Data extracts below:
PR #2113, opened 2026-07-01
Hdpi 5947 bulk print

arun-hmcts:
### Jira link

[HDPI-5947](https://tools.hmcts.net/jira/browse/HDPI-5947)

### Change description

- Adds a scheduled, LaunchDarkly-gated sweep that coversheets generated documents and posts them via Send Letter — claim pack (claimant + defendants, each with their own access code) and defence pack (defence form + counter-claim, fanned to all parties).
- Per-(party, document) send tracking so re-runs never double-post and failures self-heal on the next sweep; missing-address letters are skipped and retried.
- PdfMerger merges coversheet + documents into one PDF so Send Letter can't drop a genuinely different pack sharing the identical coversheet, while exact retries still de-duplicate.
- Per-environment schedule (prod nightly, AAT hourly, PR 60s) with a lookback cutoff to bound the backlog; off by default to avoid postage cost.
https://tools.hmcts.net/confluence/spaces/RRFM/pages/1990363540/How+it+will+work

### Testing done

Tested in PR ..except counter claim form. Once peer review completed , will be testing it after merging the changes into this branch.

  * [ ] Yes
  * [x] No

### Checklist


src/main/java/uk/gov/hmcts/reform/pcs/ccd/service/bulkprint/DefencePackSender.java
```diff
@@ -0,0 +1,79 @@
...
+        this.recipientAddressResolver = recipientAddressResolver;
+        this.addressMapper = addressMapper;
+        this.bulkPrintService = bulkPrintService;
+        this.packSendRecorder = packSendRecorder;
+    }
+
+    @Transactional
+    public void sendDefencePacks(UUID caseId) {
+        pcsCaseRepository.findById(caseId).ifPresent(pcsCase ->
+            defencePackSelector.findDefencePackCandidates(pcsCase)
```
tvr-hmcts: I've a feeling that this loop of remote calls under Transaction could be a problem.

tvr-hmcts:
I think I am seeing 6 remote calls in loops under db transactions here.

AccessCodeGenerationService.java
ClaimPackSender.java
BulkPrintService.java
BulkPrintScheduledTask.java (twice)
DefencePackSender.java

src/main/resources/db/migration/V133__add_defence_pack_activity_types.sql
```diff
@@ -0,0 +1,4 @@
+-- Per-document send tracking: one DOCUMENT_SENT row per (recipient, document).
+ALTER TYPE claim_activity_type ADD VALUE IF NOT EXISTS 'DOCUMENT_SENT';
+ALTER TABLE claim_activity_log ADD COLUMN document_id UUID REFERENCES document(id);
+CREATE INDEX IF NOT EXISTS idx_claim_activity_log_type_status ON claim_activity_log (activity_type, status);
```
scottstewart-sl: What do you think about a clean up of the existing data here, so we can remove the old enum values in a subsequent PR?

src/main/resources/application.yaml
```diff
@@ -263,6 +263,24 @@ access-code:
     max-retries: ${ACCESS_CODE_MAX_RETRIES:5}
     backoff-delay-seconds: ${ACCESS_CODE_BACKOFF_DELAY_SECONDS:3600s}
 
+bulk-print:
+  schedule: ${BULK_PRINT_SCHEDULE:DAILY|02:00}
+  # BULK_PRINT_LOOKBACK_HOURS (lower envs only): sweep ignores packs whose documents are older than N hours,
+  # so enabling the flag cannot flood send-letter with the historical backlog. Unset in prod = full backlog.
+
+send-letter:
+  url: ${SEND_LETTER_URL:http://rpe-send-letter-service-aat.service.core-compute-aat.internal}
```
scottstewart-sl: Minor - it's better to make the default something on localhost, (and set in build.gradle if necessary for local dev). That way it would fail in AAT if `SEND_LETTER_URL` wasn't set, rather than only discovering the issue in Demo/Perftest

src/main/java/uk/gov/hmcts/reform/pcs/ccd/task/BulkPrintScheduledTask.java
```diff
@@ -0,0 +1,89 @@
...
+            MDC.remove(MDC_TASK_NAME);
+        }
+    }
+
+    private List<UUID> discoverCandidateCases() {
+        if (lookbackHours == null) {
+            return claimActivityLogRepository.findCaseIdsByActivityTypeAndStatus(
+                ClaimActivityType.DOCUMENTS_CREATED, ClaimActivityStatus.SUCCESS);
+        }
+        LocalDateTime cutoff = LocalDateTime.now().minusHours(lookbackHours);
```
scottstewart-sl: Have you double checked this cutoff when the JVM is running in UK time, (BST) and the DB is in UTC?

src/main/java/uk/gov/hmcts/reform/pcs/ccd/service/form/DefenceCorrespondenceAddressResolver.java
```diff
@@ -0,0 +1,66 @@
...
+        AddressEntity fallback = defendant.getAddress() != null ? defendant.getAddress() : propertyAddress;
+        return fallback == null ? null : addressMapper.toAddressUK(fallback);
+    }
+
+    private AddressUK assertedCorrespondenceAddress(PartyEntity defendant) {
+        String assertedValue = assertionRepository.findByPartyIdAndAssertedByAndStatus(
+                defendant.getId(),
+                PartyAttributeAssertedBy.DEFENDANT,
+                PartyAttributeAssertionStatus.SUBMITTED).stream()
+            .filter(assertion -> assertion.getAttributesName() == PartyAttributeType.CORRESPONDENCE_ADDRESS)
```
scottstewart-sl, line 51: Just double checking - is this correct that the defendant's asserted address is used for correspondence before it has PartyAttributeAssertionStatus.ACCEPTED? I can't see anything about that specified in the ticket, so perhaps check with the BA if it isn't specified elsewhere.

src/main/java/uk/gov/hmcts/reform/pcs/ccd/task/BulkPrintScheduledTask.java
```diff
@@ -0,0 +1,89 @@
...
+            log.info("Bulk print sweep starting for {} candidate cases (lookbackHours={})",
+                caseIds.size(), lookbackHours);
+            caseIds.forEach(caseId -> {
+                claimPackSender.sendClaimPacks(caseId);
+                defencePackSender.sendDefencePacks(caseId);
+            });
+        } finally {
+            MDC.remove(MDC_TASK_NAME);
+        }
+    }
```
gergelykisshmcts, line 76: Just checking the scheduler discovery logic: are we confident every eligible case will always get a DOCUMENTS_CREATED/SUCCESS activity log when the docs are ready?
Also confirming prod has no lookback limit, so failed/held sends cannot age out and be missed later.
My only concern is docs existing but the case no longer being picked up by the scheduler, which would be hard to diagnose.

src/main/java/uk/gov/hmcts/reform/pcs/ccd/service/bulkprint/BulkPrintService.java
```diff
@@ -0,0 +1,98 @@
...
+    }
+
+    public UUID sendPack(PcsCaseEntity pcsCase, PartyEntity recipient, LetterType letterType,
+                         String recipientName, AddressUK address, List<DocumentEntity> documents) {
+        requirePostalAddress(address, recipient);
+        String caseReference = caseReferenceFormatter.formatCaseReferenceWithDashes(pcsCase.getCaseReference());
+
+        List<byte[]> pdfs = new ArrayList<>();
+        pdfs.add(coversheetProvider.render(recipientName, address, caseReference));
+        documents.forEach(document -> pdfs.add(letterDocumentFetcher.fetchBytes(document.getDocumentId())));
```
tvr-hmcts, line 62: This can potentially be multi-threaded.

Wondering then also what scope there is to stream these into temp local files and then merging from that may be more efficient.

src/main/java/uk/gov/hmcts/reform/pcs/ccd/service/bulkprint/LetterDocumentFetcher.java
```diff
@@ -0,0 +1,51 @@
...
+            systemUpdateUserTokenProvider.getAuthToken(),
+            authTokenGenerator.generate(),
+            documentId
+        ).getBody();
+        return readAllBytes(resource);
+    }
+
+    private byte[] readAllBytes(Resource resource) {
+        try {
+            return resource.getInputStream().readAllBytes();
```
tvr-hmcts: Think you need to close the stream

src/main/resources/application.yaml
arun-hmcts: Fixed

src/main/java/uk/gov/hmcts/reform/pcs/ccd/task/BulkPrintScheduledTask.java
arun-hmcts: Fixed

src/main/java/uk/gov/hmcts/reform/pcs/ccd/service/bulkprint/BulkPrintService.java
```diff
@@ -0,0 +1,98 @@
...
+        Document mergedLetter = new Document(Base64.getEncoder().encodeToString(pdfMerger.merge(pdfs)), SINGLE_COPY);
```
tvr-hmcts, line 63: If the local temp file approach is take then this pdfMerger.merge(...) could just pass in the reference to the files and use loadXFDF(...)

That will make the api calls more performant as they will be both threaded and also streaming to files so outside of hte heap space.

Then pdfMerger.merge() can use the files to merge.

Tidying up the files at the end or having a background task do it.

src/main/java/uk/gov/hmcts/reform/pcs/ccd/task/BulkPrintScheduledTask.java
```diff
@@ -0,0 +1,89 @@
...
+            return;
+        }
+        MDC.put(MDC_TASK_NAME, BULK_PRINT_TASK_NAME);
+        try {
+            List<UUID> caseIds = discoverCandidateCases();
+            log.info("Bulk print sweep starting for {} candidate cases (lookbackHours={})",
+                caseIds.size(), lookbackHours);
+            caseIds.forEach(caseId -> {
+                claimPackSender.sendClaimPacks(caseId);
+                defencePackSender.sendDefencePacks(caseId);
```
tvr-hmcts: Is there a dependency between these two?

src/main/java/uk/gov/hmcts/reform/pcs/ccd/service/bulkprint/PackSendRecorder.java
```diff
@@ -0,0 +1,96 @@
...
+    private static final String MDC_DOCUMENT_ID = "documentId";
+    private static final String MDC_DOCUMENT_TYPE = "documentType";
+
+    private final AccessCodeActivityLogService accessCodeActivityLogService;
+
+    public PackSendRecorder(AccessCodeActivityLogService accessCodeActivityLogService) {
+        this.accessCodeActivityLogService = accessCodeActivityLogService;
+    }
+
+    public void send(PcsCaseEntity pcsCase, PartyEntity recipient, LetterType letterType,
```
tvr-hmcts: Not sure on the name of this method as it does not send but instead records that something has been sent.

src/main/java/uk/gov/hmcts/reform/pcs/ccd/service/bulkprint/BulkPrintService.java
```diff
@@ -0,0 +1,98 @@
...
+
+        LetterV3 letter = new LetterV3(letterType.getCode(), List.of(mergedLetter),
+            additionalData(caseReference, recipientName, address));
+        return sendLetterApi.sendLetter(authTokenGenerator.generate(), letter).letterId;
```
tvr-hmcts, line 67: Once threaded up and an merged pdf has been generated which can be held temp also then this can be triggered to run and send it.

src/main/java/uk/gov/hmcts/reform/pcs/ccd/service/bulkprint/BulkPrintService.java
```diff
@@ -0,0 +1,98 @@
...
+        this.caseReferenceFormatter = caseReferenceFormatter;
+    }
+
+    public UUID sendPack(PcsCaseEntity pcsCase, PartyEntity recipient, LetterType letterType,
+                         String recipientName, AddressUK address, List<DocumentEntity> documents) {
+        requirePostalAddress(address, recipient);
+        String caseReference = caseReferenceFormatter.formatCaseReferenceWithDashes(pcsCase.getCaseReference());
+
+        List<byte[]> pdfs = new ArrayList<>();
+        pdfs.add(coversheetProvider.render(recipientName, address, caseReference));
```
tvr-hmcts, line 61: Noticed this remote call after the other comments so this can be added to the threading and written out to a temp file.

tvr-hmcts (commented):
Some thoughts/comments

gergelykisshmcts (approved):

src/main/java/uk/gov/hmcts/reform/pcs/ccd/service/bulkprint/LetterDocumentFetcher.java
tvr-hmcts: Is the size of the stream known?  If cut then an exception would not happen and it is possible only half the file can get returned.

Perhaps a check on 0 bytes also.

src/main/java/uk/gov/hmcts/reform/pcs/ccd/task/BulkPrintScheduledTask.java
```diff
@@ -0,0 +1,100 @@
...
+            MDC.remove(MDC_TASK_NAME);
+        }
+    }
+
+    // Isolate each case: a failure discovering or sending one case's packs is logged and skipped, so one bad
+    // case never aborts the sweep for the rest. Per-recipient failures are already handled inside the senders.
+    private void sendPacksForCase(UUID caseId) {
+        try {
+            claimPackSender.sendClaimPacks(caseId);
+            defencePackSender.sendDefencePacks(caseId);
```
tvr-hmcts: Is it still relevant to call the defencePackSender in the scenario when the pdf merge has not completed successfully?

tvr-hmcts (commented):
Couple of other thoughts.

src/main/java/uk/gov/hmcts/reform/pcs/ccd/service/form/DefenceCorrespondenceAddressResolver.java
arun-hmcts: Its an requirement from the service team .. that address provided by defendant name and address should be used

src/main/java/uk/gov/hmcts/reform/pcs/ccd/task/BulkPrintScheduledTask.java
arun-hmcts: Yes, confident on all three. The claim form document and its DOCUMENTS_CREATED/SUCCESS row are written in the same transaction (ClaimFormPersistenceService.attach / DefendantAccessCodeService.generateForDefendant, both @Transactional), so a committed document can never exist without its discovery row — I've added an integration test (ClaimFormPersistenceServiceIT) that proves it: forcing the activity-log write to fail rolls back the document. Prod has no lookback, so once a case has that row it's re-checked on every sweep and, with per-(recipient, document) tracking, any held/failed send is retried indefinitely — nothing ages out. So the "docs exist but the case isn't picked up" scenario can't happen through the code, and it's now regression-guarded by the test.

src/main/java/uk/gov/hmcts/reform/pcs/ccd/service/bulkprint/LetterDocumentFetcher.java
arun-hmcts: Fixed — readAllBytes now uses try-with-resources (try (InputStream in = resource.getInputStream())) so the stream is always closed.

src/main/java/uk/gov/hmcts/reform/pcs/ccd/task/BulkPrintScheduledTask.java
arun-hmcts: Fixed — claim and defence are now sent in independent, isolated phases (sendPhase), so a failure in one no longer skips the other or the rest of the sweep.

src/main/java/uk/gov/hmcts/reform/pcs/ccd/service/bulkprint/PackSendRecorder.java
arun-hmcts: Renamed to sendAndRecord — it runs the send action and records the per-document outcome, so the name now reflects both.

src/main/java/uk/gov/hmcts/reform/pcs/ccd/service/bulkprint/BulkPrintService.java
arun-hmcts: R1A packs are small — coversheet + one or two small documents — so heap usage per letter is modest. Let us take its perf optimisation later on.Thank you

src/main/java/uk/gov/hmcts/reform/pcs/ccd/service/bulkprint/BulkPrintService.java
arun-hmcts: since at R1A pack sizes the in-memory path is fine for now.. later we can take it up later.

src/main/java/uk/gov/hmcts/reform/pcs/ccd/service/bulkprint/LetterDocumentFetcher.java
arun-hmcts: done

src/main/java/uk/gov/hmcts/reform/pcs/ccd/task/BulkPrintScheduledTask.java
arun-hmcts: Yes — claim and defence run as independent isolated phases now, and a PDF merge failure is per-recipient (recorded and retried next sweep), so a claim-side failure never stops defence.

src/main/java/uk/gov/hmcts/reform/pcs/ccd/service/bulkprint/BulkPrintService.java
arun-hmcts: For later for optimisation ..

scottstewart-sl (approved):

src/main/java/uk/gov/hmcts/reform/pcs/ccd/service/bulkprint/LetterDocumentFetcher.java
```diff
@@ -0,0 +1,63 @@
...
+        this.systemUpdateUserTokenProvider = systemUpdateUserTokenProvider;
+    }
+
+    public byte[] fetchBytes(UUID documentId) {
+        ResponseEntity<Resource> response = caseDocumentClientApi.getDocumentBinary(
+            systemUpdateUserTokenProvider.getAuthToken(),
+            authTokenGenerator.generate(),
+            documentId
+        );
+        byte[] content = readAllBytes(response.getBody());
```
tvr-hmcts, line 43: The response could be null (less likely) but the response body could however be null.   Also should the response HTTP status be checked first?  Guessing this should be a 20X response with a body.

src/main/java/uk/gov/hmcts/reform/pcs/config/SchedulingConfig.java
```diff
@@ -59,12 +60,24 @@ public Scheduler startupTasksScheduler(DataSource dataSource,
...
+            .filter(task -> !(task instanceof RecurringTask))
+            .toList();
+
+        var builder = Scheduler.create(dataSource, oneTimeTasks)
             .threads(threadCount)
             .pollingInterval(Duration.ofSeconds(interval))
             .serializer(new JacksonSerializer(objectMapper))
             .registerShutdownHook();
 
+        for (Task<?> task : tasks) {
```
tvr-hmcts, line 75: Minor but wondering if there should be some coverage added for this class.  I recognise it has not been there before though.

src/main/java/uk/gov/hmcts/reform/pcs/config/LaunchDarklyConfiguration.java
```diff
@@ -0,0 +1,75 @@
...
+
+    private ComponentConfigurer<DataSource> getDataSource(Path[] flagFilePaths) {
+        return FileData.dataSource()
+            .filePaths(flagFilePaths)
+            .duplicateKeysHandling(FileData.DuplicateKeysHandling.IGNORE);
+    }
+
+    private Optional<Path[]> getExistingFiles(String[] files) {
+        if (files == null || files.length < 1) {
+            return Optional.empty();
```
tvr-hmcts, line 55: None of the tests bump into this.

src/main/java/uk/gov/hmcts/reform/pcs/config/LaunchDarklyConfiguration.java
```diff
@@ -0,0 +1,75 @@
...
+            .map(this::getPathIfExists)
+            .filter(Optional::isPresent)
+            .map(Optional::get)
+            .toArray(Path[]::new);
+        return existing.length > 0 ? Optional.of(existing) : Optional.empty();
+    }
+
+    private Optional<Path> getPathIfExists(String file) {
+        if (StringUtils.isBlank(file)) {
+            return Optional.empty();
```
tvr-hmcts, line 67: No tests hit this.

src/main/java/uk/gov/hmcts/reform/pcs/config/LaunchDarklyConfiguration.java
```diff
@@ -0,0 +1,75 @@
...
+        }
+        Path flagFile = file.startsWith("/") ? Paths.get(file) : Paths.get("").resolve(file);
+        if (Files.exists(flagFile)) {
+            return Optional.of(flagFile);
+        }
+        log.warn("Could not find LaunchDarkly flag file defined by {}", file);
+        return Optional.empty();
```
tvr-hmcts, line 74: or this so not sure the method gets hit by the tests.

src/main/java/uk/gov/hmcts/reform/pcs/ccd/service/AccessCodeActivityLogService.java
```diff
@@ -54,4 +94,17 @@ private void save(PcsCaseEntity pcsCase,
                   pcsCase.getId(),
                   party != null ? " and party " + party.getId() : "");
     }
+
+    private String toJson(ActivityDetails details) {
+        if (details == null) {
+            return null;
+        }
+        try {
+            return objectMapper.writeValueAsString(details);
```
tvr-hmcts, line 103: All the tests return null so this is not covered or the exception.

src/main/java/uk/gov/hmcts/reform/pcs/ccd/service/form/DefenceCorrespondenceAddressResolver.java
```diff
@@ -0,0 +1,66 @@
...
+            .findFirst()
+            .orElse(null);
+        if (assertedValue == null) {
+            return null;
+        }
+        try {
+            return objectMapper.readValue(assertedValue, AddressUK.class);
+        } catch (Exception e) {
+            log.error("Failed to parse defendant correspondence address assertion", e);
+            return null;
```
tvr-hmcts, line 63: Minor as the behaviour will be the same from the null return above but the tests do not reach here.

src/main/java/uk/gov/hmcts/reform/pcs/ccd/service/defenceform/DefenceFormPayloadBuilder.java
```diff
@@ -382,20 +386,11 @@ private String resolveDefendantName(PartyEntity defendant,
...
-                    objectMapper.readValue(assertedAddress, AddressUK.class), NEWLINE_DELIMITER);
-            } catch (Exception e) {
-                log.error("Failed to parse defendant correspondence address assertion", e);
-            }
-        }
-        return formatAddress(defendant.getAddress() != null ? defendant.getAddress() : propertyAddress);
+    private String resolveDefendantAddress(PartyEntity defendant, AddressEntity propertyAddress) {
+        AddressUK address =
+            defenceCorrespondenceAddressResolver.resolveCorrespondenceAddress(defendant, propertyAddress);
+        return address == null ? null
```
tvr-hmcts, line 392: Address is always not null within the tests.

src/main/java/uk/gov/hmcts/reform/pcs/ccd/service/claimform/ClaimActivityLogService.java
```diff
@@ -27,45 +33,62 @@
...
+    private String toJson(GenerationDetails details) {
+        if (details == null) {
+            return null;
+        }
+        try {
+            return objectMapper.writeValueAsString(details);
+        } catch (JsonProcessingException e) {
+            // Never fail the activity write over its detail payload; the row itself is the important record.
+            log.error("Failed to serialise generation details {}", details, e);
+            return null;
```
tvr-hmcts, line 88: Minor as the same behaviour not doubt from the GenerationDetails being null itself but this path is not covered in the tests.

src/main/java/uk/gov/hmcts/reform/pcs/ccd/service/bulkprint/SentPackDocuments.java
```diff
@@ -0,0 +1,58 @@
...
+ * Derives which (recipient, document) pairs have already been posted from the {@code PACK_SENT}
+ * SUCCESS rows' {@link PackDetails#documents()} — the bulk-print dedup source. A pack's documents
+ * are merged into one letter and posted atomically, so pack coverage and per-document coverage are
+ * equivalent; a document not covered by any prior pack (e.g. a late counter-claim) goes out on the
+ * next sweep without re-sending the rest.
+ */
+@Service
+@RequiredArgsConstructor
+@Slf4j
+public class SentPackDocuments {
```
tvr-hmcts, line 27: Probably should have coverage on this class.

src/main/java/uk/gov/hmcts/reform/pcs/ccd/service/bulkprint/PackSendRecorder.java
```diff
@@ -0,0 +1,106 @@
...
+    private static final String MDC_TERMINAL_FAILURE = "terminalFailure";
+    private static final String MDC_FAILURE_REASON = "failureReason";
+
+    private final AccessCodeActivityLogService accessCodeActivityLogService;
+
+    public PackSendRecorder(AccessCodeActivityLogService accessCodeActivityLogService) {
+        this.accessCodeActivityLogService = accessCodeActivityLogService;
+    }
+
+    public void sendAndRecord(PcsCaseEntity pcsCase, PartyEntity recipient, LetterType letterType,
```
tvr-hmcts, line 45: Probably needs coverage.

src/main/java/uk/gov/hmcts/reform/pcs/ccd/service/bulkprint/PackSendRecorder.java
```diff
@@ -0,0 +1,106 @@
...
+            accessCodeActivityLogService.recordPackSent(pcsCase, recipient,
+                PackDetails.sent(letterType, packDocumentRefs(documents), letterId));
+            log.info("Pack sent - case: {}, party: {}, letterType: {}, letterId: {}, documents: {}",
+                pcsCase.getCaseReference(), recipient.getId(), letterType.getCode(), letterId,
+                documentSummary(documents));
+            documents.forEach(document -> logDocumentSent(pcsCase, recipient, document, letterType, letterId));
+        } catch (MissingPostalAddressException e) {
+            recordFailure(pcsCase, recipient, letterType, documents, e, true);
+        } catch (Exception e) {
+            recordFailure(pcsCase, recipient, letterType, documents, e, false);
```
tvr-hmcts, line 62: No tests hit this from what I can tell

src/main/java/uk/gov/hmcts/reform/pcs/ccd/service/bulkprint/PackRecipientResolver.java
```diff
@@ -0,0 +1,95 @@
...
+    private AddressUK correspondenceAddress(PartyEntity recipient, PartyRole role, AddressEntity propertyAddress) {
+        if (role == PartyRole.DEFENDANT) {
+            return defenceCorrespondenceAddressResolver.resolveCorrespondenceAddress(recipient, propertyAddress);
+        }
+        return postalAddress(recipient, role, propertyAddress);
+    }
+
+    private AddressUK postalAddress(PartyEntity recipient, PartyRole role, AddressEntity propertyAddress) {
+        AddressEntity resolved = recipientAddressResolver.resolvePostalAddress(recipient, role, propertyAddress);
+        return resolved == null ? null : addressMapper.toAddressUK(resolved);
```
tvr-hmcts, line 89: Tests alway have a resolved address.

tvr-hmcts (commented):
Some minors but one potential nullpointers with the need to check on the HTTP status also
End of Data extracts.
Exercise brief: When the entries above show the word "toAddressUK" in a line, copy that line out.

Task result:
+        return fallback == null ? null : addressMapper.toAddressUK(fallback);
+        return resolved == null ? null : addressMapper.toAddressUK(resolved);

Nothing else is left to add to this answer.